Emerging from a 10-week escape into the world of autism software engineering, I’ve been thinking about “however.” In a comment on my last post, Can You Spot the Sentence Fragment, I cited “however” as a word that introduces full sentences:
…something can contain a subject and predicate and still not be a complete sentence if it begins with certain function words. “Which” (and various which-phrases) is one example (see http://www.quickanddirtytips.com/education/grammar/can-you-start-a-sentence-with-“which).
So is “though” (http://english.stackexchange.com/questions/120981/using-though-at-the-beginning-of-the-following-sentence)–unlike “however”.
“However, he won” is a full sentence; “Though he won.” is not. And punctuating “Though, he won” like “However, he won” only makes things awkward. (As I argue earlier, modifiers of sentence fragments don’t lend themselves to commas).

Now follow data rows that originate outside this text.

PR #53, opened 2020-03-05
Add fuzz test for gen auth token

nareddyt:
Line coverage for this file is at 16%. Fuzz test will help cover nested parsing logic.


nareddyt:
Flakey test, this is only adding new unit tests.

PR #55, opened 2020-03-06
Add rudimentary fuzz test for service control filter

nareddyt:
- Fuzz the entire service control filter config and upstream/downstream/sidestream requests.
- Add some initial valid values to the corpus to kick-start OSS-Fuzz. After running locally for 5 minutes, 69% of lines are covered.
- This test is very rudimentary and has some items that can be improved (see inline TODOs and FIXMEs). Currently, this is very slow when running locally (4 exec/s).


src/envoy/http/service_control/http_call.cc
```diff
@@ -72,32 +72,40 @@ class HttpCallImpl : public HttpCall,
   // HTTP async receive methods
   void onSuccess(Http::ResponseMessagePtr&& response) override {
     ENVOY_LOG(trace, "{}", __func__);
-    const uint64_t status_code =
```
nareddyt: Diff here is messy. All I did was move this code inside a try block to handle missing `:status` header.

src/envoy/http/service_control/filter_fuzz_test.cc
```diff
@@ -0,0 +1,212 @@
...
+      }
+    }
+    // There should be at least 1 sidestream response, otherwise no point.
+    if (input.sidestream_response().size() < 1) {
+      throw ProtoValidationException("num sidestream", input);
+    }
+
+    // Setup mocks.
+    NiceMock<MockFactoryContext> context;
+    NiceMock<Http::MockAsyncClientRequest> response(
```
qiwzhang: should be "request"

src/envoy/http/service_control/filter_fuzz_test.cc
```diff
@@ -0,0 +1,212 @@
...
+          // Callback.
+          callback.onSuccess(std::move(msg));
+          return &response;
+        }));
+
+    // Fuzz the stream info.
+    TestStreamInfo stream_info =
+        Envoy::Fuzz::fromStreamInfo(input.stream_info());
+    EXPECT_CALL(mock_decoder_callbacks, streamInfo())
+        .WillRepeatedly(ReturnRef(stream_info));
```
asraa: Instead of setting expectation (slow-down), can you set `mock_decoder_callbacks.stream_info_ = stream_info`, the expectation to return `stream_info_` is already made in initialization. Does this speed-up?

src/envoy/http/service_control/filter_fuzz_test.cc
nareddyt: Done

src/envoy/http/service_control/filter_fuzz_test.cc
```diff
@@ -0,0 +1,212 @@
...
+  auto downstream_body =
+      Buffer::OwnedImpl(input.downstream_request().data().Get(0));
+  auto downstream_trailers =
+      Envoy::Fuzz::fromHeaders<Envoy::Http::TestRequestTrailerMapImpl>(
+          input.downstream_request().trailers());
+  // TODO(b/146671523): Uncomment this when implemented upstream.
+  // stream_info.addBytesReceived(downstream_body.length());
+
+  // Downstream functions under test.
+  filter.decodeHeaders(downstream_headers, false);
```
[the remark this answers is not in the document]
nareddyt: Good point, I copied your code from the uber filter fuzzer. Done

src/envoy/http/service_control/filter_fuzz_test.cc
```diff
@@ -0,0 +1,212 @@
...
+  filter.decodeData(downstream_body, false);
+  filter.decodeData(downstream_body, true);
+  filter.decodeTrailers(downstream_trailers);
```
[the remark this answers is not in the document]
nareddyt: Done

src/envoy/http/service_control/filter_fuzz_test.cc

“However,” however, is actually ambiguous–as we see when we strip it of its comma:
However, he won.
However he won.
Re-read the second sentence, and you’ll see another meaning emerging: an incomplete proposition that could be completed, for example, as follows:
However he won, he did win.
This “however” belongs to a whole family of words ending in “ever,” none of which introduces a complete sentence:
Whoever voted for him…
Whatever he did to win…
Whenever he tweets…
And adding a comma only makes things worse:
Whatever, he did to win.
“Whatever,” though, is also ambiguous. Sometimes, like “though” in the previous sentence, it can be offset from the rest of the sentence with a punctuation mark. In which case it does introduce a full sentence–rather than a fragment like the one you’re reading right now.
“Whatever,” you might be thinking at this point. “Language is a mess; we all have different ears for it.”